Naar boven ↑

Rechtspraak

werknemer/O'Neil Europe Holding BV
Rechtbank Zeeland-West-Brabant, 18 december 2009
ECLI:NL:RBBRE:2009:BL6655

werknemer/O'Neil Europe Holding BV

Gedeeltelijk arbeidsongeschikte werknemer die weigert passende arbeid te verrichten, verliest slechts aanspraak op loon over het arbeidsgeschikte deel. Gehele uitsluiting van loonbetaling is onrechtvaardig

Werknemer is in 1993 in dienst getreden van (de rechtsvoorganger van) O'Neil Europe Holding (ONH), laatstelijk in de functie van Chief Legal Officer tegen een beloning van € 17.000,=. Op 10 november 2008 is werknemer uitgevallen wegens arbeidsongeschiktheid. ONH heeft de eerste 52 weken arbeidsongeschiktheid 100% van het loon doorbetaald. Vervolgens is ONH overgegaan tot betaling van 70% van het loon. Werknemer is van mening dat hij recht heeft op 100% doorbetaling tijdens ziekte. Werknemer baseert zich op de CAO voor de Mode-, Interieur-, Tapijt- en Textielindustrie (CAO MITT). Omdat vanwege dit geschil werknemer zijn re-integratieverplichtingen niet is nagekomen, heeft ONH vervolgens het loon geheel gestaakt. Thans vordert werknemer loon.

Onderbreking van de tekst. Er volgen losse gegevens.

Issue #681, opened 2015-09-03
no-results suggestion not working on production


mccalluc:
`http://localhost:3000/catalog?f[access_types][]=online&f[asset_type][]=Raw+Footage&q=` ->
```html
<a href="/catalog?f[access_types][]=all&amp;f[asset_type][]=Raw+Footage&amp;q=">
  searching all records
</a>
```

but ...

`http://americanarchive.org/catalog?f[access_types][]=online&f[asset_type][]=Raw+Footage&q=` ->
```html
<a href="/catalog?f%5Baccess_types%5D%5B%5D=online&amp;f%5Basset_type%5D%5B%5D=Raw+Footage&amp;q=">
  searching all records
</a>
```

Regex based replacement in _zero_results.erb isn't handling this correctly.

(It might be that the first URLs are more different than they appear? In any event, this needs to be fixed.)

mccalluc:
fixed.

PR #687, opened 2015-09-04
More robust no-results logic

mccalluc:
I tried to reproduce this on localhost, and I tried producing a failing test, but I could not. Annoyed, but I think this is better, regardless.


mccalluc:
fix  #681

PR #693, opened 2015-09-10
Station history exhibit

sroosa:
I'm definitely going to need to add more to this exhibit, but this part can be merged now.


mccalluc:
@sroosa: Rather than trying to fix the conflicts here, I created #695.

PR #696, opened 2015-09-11
Intl no access 642

### LINKED ISSUE #642: International no-access message
Splitting from #577: 
- What message do we give to international users when we don't show them the video?
- Should this be in place of / in addition to / or optional if there is already a message because it is onside-only or private.

mccalluc:
Fix #642
- @afred: Please review.
- @caseyedavis12 : um, I used a different message: This just seems really unclear to me.
 
> Content in the ORR is not currently available in your geography.

  - Folks just landing on this page are not going to know what "ORR" means.
  - "currently": I would wonder if this is a temporary outage or something longer term.
  - I would have no idea what my "geography" is.

### DIFF
--- a/app/models/pb_core.rb
+++ b/app/models/pb_core.rb
@@ -241,7 +241,7 @@ class PBCore # rubocop:disable Metrics/ClassLength
                :rights_code, :access_level, :access_types,
                :organization_pbcore_name, # internal string; not in UI
                :titles_sort, :title, # Covered by #titles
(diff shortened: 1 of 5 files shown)


caseyedavis12:
@mccalluc: your message is fine, but please reinsert "currently" or "at this time." This was requested by the legal counsel since eventually we may be able to open up the content to other countries.

afred:
not crazy about the `alias_method_chain` pattern.. but i tried an alternative and it didn't look much better. Merging.

PR #700, opened 2015-09-11
If media type is "other", just use the audio player

### LINKED ISSUE #697: WYSO digitized assets not available on public website
If you go to americanarchive.org and look at WYSO content, many of the records have the word "true" where the audio player should be. Example: http://americanarchive.org/catalog/cpb-aacip_27-gx44q7r549 

Here is the asset in the AMS which has a Sony Ci id: https://ams.americanarchive.org/records/details/4893209

mccalluc:
@caseyedavis12 : Is this ok, or should ingest fail if we have ci id, and "other" media type, as we do here? http://americanarchive.org/catalog/cpb-aacip_27-gx44q7r549.pbcore:
```xml
<pbcoreIdentifier source="Sony Ci">ad23e7dbefd346c49fa37de4c26f1515</pbcoreIdentifier>
...
<instantiationMediaType>other</instantiationMediaType>
```

I'm comfortable with this: downside:
- Facet info wrong; icon missing

upside:
- save a lot of recataloging work

Fix #697. @afred : please review.

### DIFF
--- a/app/views/catalog/_player.erb
+++ b/app/views/catalog/_player.erb
@@ -8,31 +8,27 @@
 </script>
 
 <%= 
-  if @pbcore.video? || @pbcore.audio?
-    @pbcore.media_srcs.map do |media_src|
-      media = @pbcore.video? ? 'video' : 'audio'
-      content_tag(media, 'class' => 'video-js vjs-default-skin', 
-                  controls: true,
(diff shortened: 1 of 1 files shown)


caseyedavis12:
@mccalluc this is OK

PR #706, opened 2015-09-14
Caption 699

### LINKED ISSUE #699: Captions just not showing up
I felt like when I had stubbed out captions before I had at least gotten something on the screen, but now I'm not even able to do that. Have tried both 
- SRT from LoC and 
- VTT that works for other demos on the web.

 In the browser console, I can see that the request for the caption file is working, but it never shows up in the player. If it were a cross site security problem, it shouldn't be loading at all.

Strategy: start with a plain VideoJS player just on local html and see if that works.

mccalluc:
Fix #699.
@afred: Please review. This got more complicated than I was thinking at first, but I think it's the right direction. The center of the complexity is `to_solr`: This is only called at index time, so I think it's the right place to ping s3 so that we can tell (1) whether the captions even exist, and (2) what the content is, but only for the purpose of indexing.

I think this will be of increasing utility as we have transcript-y things which don't belong in the pbcore, but which should be indexed for retrieval.

### DIFF
--- a/app/models/pb_core.rb
+++ b/app/models/pb_core.rb
@@ -96,13 +96,11 @@ class PBCore # rubocop:disable Metrics/ClassLength
   def media_srcs
     @media_srcs ||= (1..ci_ids.count).map { |part| "/media/#{id}?part=#{part}" }
   end
+  CAPTIONS_ANNOTATION = 'Captions URL'
   def captions_src
-    @captions_src ||= begin
-      s3_id = id.gsub('_','-')
-      base = 'https://s3.amazonaws.com/americanarchive.org/captions'
-      "#{base}/#{s3_id}/#{s3_id}.srt1.srt" if video?
-    end
-    # TODO: "CC" icon will show for all videos, even if caption isn't actually available.
+    @captions_src ||= xpath("/*/pbcoreAnnotation[@annotationType='#{CAPTIONS_ANNOTATION}']")
+  rescue NoMatchError
+    nil
   end
   def img_src
     @img_src ||=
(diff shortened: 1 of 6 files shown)


app/models/pb_core.rb
```diff
@@ -199,12 +201,40 @@ def access_types
...
+          caption_url + '</pbcoreAnnotation>'
+        )
+    end
+    
+    xml_holder = []
+    doc_with_caption_flag.write(xml_holder)
     {
       'id' => id,
-      'xml' => @xml,
+      'xml' => xml_holder.join(),
```
afred: @mccalluc can you explain the purpose of `xml_holder`?

mccalluc: @afred: That and the lines above are how you render REXML without creating an explicit renderer... but the next commit is better: Singleton `Formatter` since there are actually two places we render xml, and it'd be good if it were the same in both.

app/models/pb_core.rb
```diff
@@ -199,12 +202,38 @@ def access_types
...
+      pre_existing = REXML::XPath.match(doc_with_caption_flag, "//pbcoreAnnotation[@annotationType='#{CAPTIONS_ANNOTATION}']").first
+      if pre_existing
+        pre_existing.parent.elements.delete(pre_existing)
+      end
+      caption_body = caption_response.body
+      REXML::XPath.match(doc_with_caption_flag, '/*/pbcoreInstantiation').last.next_sibling.next_sibling = 
+        REXML::Document.new(
+          "<pbcoreAnnotation annotationType='#{CAPTIONS_ANNOTATION}'>" +
+          caption_url + '</pbcoreAnnotation>'
+        )
```
mccalluc: This would be a bit better constructed programmatically, rather than from a string...

spec/models/pb_core_spec.rb
```diff
@@ -90,8 +90,6 @@
     end
 
     describe 'full' do
-      pbc = PBCore.new(pbc_xml)
-
```
mccalluc: Just moved this declaration down closer to where it is used.

afred:
@mccalluc :+1: for refactoring. Looks good.

PR #716, opened 2015-09-15
No map responsive 710

### LINKED ISSUE #710: Don't do maps on mobile/narrow screens
For some reason we don't understand, map is not rendering on iphone. (Can't reproduce on desktop.)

De kantonrechter oordeelt als volgt. ONH is niet betrokken bij de CAO MITT en valt ook niet onder het toepassingsbereik. Voorts is niet gebleken dat sprake is van een incorporatiebeding. De stelling van werknemer dat het incorporatiebeding in de arbeidsovereenkomst van de rechtsvoorganger van ONH met zich brengt dat hij recht behoudt op 100% van zijn loon, faalt om twee redenen. Allereerst is werknemer er niet in geslaagd aan te tonen dat een dergelijk incorporatiebeding in zijn oorspronkelijke overeenkomst stond opgenomen. Daarnaast is werknemer niet geslaagd in het bewijs dat sprake zou zijn geweest van een overgang van onderneming in de zin van artikel 7:662 BW. Onvoldoende aannemelijk is geworden dat de juridische afdeling een zelfstandige economische activiteit is welke krachtens overeenkomst is overgedragen met behoud van identiteit. Ten slotte is geen sprake geweest van een gerechtvaardigd vertrouwen dat de CAO MITT op de arbeidsovereenkomst zou worden toegepast. Het enkele feit dat ONH een aantal regelingen uit deze cao toepast op de arbeidsrelatie is daartoe onvoldoende. Ook het feit dat in de oorspronkelijke overeenkomst een loonsuppletie stond opgenomen, is ontoereikend. Deze loonsuppletie had betrekking op oude regelgeving, waardoor een werkgever maar 52 weken het loon moest doorbetalen. Dat partijen geen aanvullende afspraken hebben gemaakt toen de loondoorbetalingsplicht met 52 weken werd verlengd, kan niet voor risico van werkgever komen.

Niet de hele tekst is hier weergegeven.